RECORDS SHOWN Start Marker

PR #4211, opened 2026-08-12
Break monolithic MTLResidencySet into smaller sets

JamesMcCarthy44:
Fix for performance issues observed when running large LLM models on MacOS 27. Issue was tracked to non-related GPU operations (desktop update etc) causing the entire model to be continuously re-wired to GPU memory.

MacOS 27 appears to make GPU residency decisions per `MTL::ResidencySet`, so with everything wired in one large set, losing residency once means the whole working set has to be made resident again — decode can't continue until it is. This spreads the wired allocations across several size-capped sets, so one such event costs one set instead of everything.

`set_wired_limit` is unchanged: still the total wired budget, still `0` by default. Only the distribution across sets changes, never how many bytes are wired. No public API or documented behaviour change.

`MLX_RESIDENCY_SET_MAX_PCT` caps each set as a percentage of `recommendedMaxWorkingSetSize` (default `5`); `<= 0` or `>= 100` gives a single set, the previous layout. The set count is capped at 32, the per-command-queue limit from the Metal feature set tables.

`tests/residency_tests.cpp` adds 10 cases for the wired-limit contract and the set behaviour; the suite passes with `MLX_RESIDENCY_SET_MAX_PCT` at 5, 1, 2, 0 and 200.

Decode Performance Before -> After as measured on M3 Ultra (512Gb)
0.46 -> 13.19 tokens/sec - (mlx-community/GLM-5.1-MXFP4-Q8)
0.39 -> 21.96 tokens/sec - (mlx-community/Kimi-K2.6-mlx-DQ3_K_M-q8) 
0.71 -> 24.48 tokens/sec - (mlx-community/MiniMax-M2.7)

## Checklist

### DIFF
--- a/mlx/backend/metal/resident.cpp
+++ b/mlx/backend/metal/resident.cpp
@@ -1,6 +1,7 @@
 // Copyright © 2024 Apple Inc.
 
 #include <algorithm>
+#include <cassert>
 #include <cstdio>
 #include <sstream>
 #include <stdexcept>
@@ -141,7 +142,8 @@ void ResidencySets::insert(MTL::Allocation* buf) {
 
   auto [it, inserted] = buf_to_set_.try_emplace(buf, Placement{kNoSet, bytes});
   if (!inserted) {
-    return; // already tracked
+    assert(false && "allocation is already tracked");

RECORDS SHOWN End Marker

• [WORK ITEM]: If a line in the data contains the string "already", copy it.

• [SOLUTION TO THE EXERCISE]:
-    return; // already tracked
+    assert(false && "allocation is already tracked");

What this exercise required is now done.